A data warehouse might be used to find the day of the week on which a company sold the most widgets in May 1992, or how employee sick leave the week before the winter break differed between California and New York from 2001–2005.
While operational systems are optimized for simplicity and speed of modification (see OLTP) through heavy use of database normalization and an entity-relationship model, the data warehouse is optimized for reporting and analysis (online analytical processing, or OLAP). Frequently data in data warehouses are heavily denormalised, summarised or stored in a dimension-based model. However, this is not always required to achieve acceptable query response times.
***********************************************************************************************************************************************************
Data Warehouses are a distinct type of computer database that were first developed during the late 1980s and early 1990s. They were developed to meet a growing demand for management information and analysis that could not be met by operational systems. Operational systems were unable to meet this need for a range of reasons:
* The processing load of reporting reduced the response time of the operational systems,
* The database designs of operational systems were not optimized for information analysis and reporting,
* Most organizations had more than one operational system, so company-wide reporting could not be supported from a single system
* Development of reports in operational systems often required writing specific computer programs which was slow and expensive
As a result, separate computer databases began to be built that were specifically designed to support management information and analysis purposes. These data warehouses were able to bring in data from a range of different data sources, such as mainframe computers, minicomputers, as well as personal computers and office automation software such as spreadsheet, and integrate this information in a single place. This capability, coupled with user-friendly reporting tools and freedom from operational impacts, has led to a growth of this type of computer system.
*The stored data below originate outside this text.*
PR #420, opened 2015-05-14
Implement Full Text Search

ylatuya:
Initial implementation of Full Text Search based on the [iOS implementation](https://github.com/couchbase/couchbase-lite-ios/wiki/Full-Text-Search)

The query property fullTextSnippets is not implemented yet.

The results does not include matchCount, textRangeOfMatch, termIndexOfMatch and snippetWithWordStart:wordEnd: yet.

### DIFF
--- a/src/Couchbase.Lite.Shared/Database.cs
+++ b/src/Couchbase.Lite.Shared/Database.cs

As technology improved (lower cost for more performance) and user requirements increased (faster data load cycle times and more features), data warehouses have evolved through several fundamental stages:
Off line Operational Databases
Data warehouses in this initial stage are developed by simply copying the database of an operational system to an off-line server where the processing load of reporting does not impact on the operational system's performance.
Off line Data Warehouse
Data warehouses in this stage of evolution are updated on a regular time cycle (usually daily, weekly or monthly) from the operational systems and the data is stored in an integrated reporting-oriented data structure.
Real Time Data Warehouse
Data warehouses at this stage are updated on a transaction or event basis, every time an operational system performs a transaction (e.g. an order or a delivery or a booking etc.)
Integrated Data Warehouse
Data warehouses at this stage are used to generate activity or transactions that are passed back into the operational systems for use in the daily activity of the organization.
***********************************************************************************************************************************************************
Advantages
There are many advantages to using a data warehouse, some of them are:
* Data warehouses enhance end-user access to a wide variety of data.
* Decision support system users can obtain specified trend reports, e.g. the item with the most sales in a particular area within the last two years.
* Data warehouses can be a significant enabler of commercial business applications, particularly customer relationship management (CRM) systems.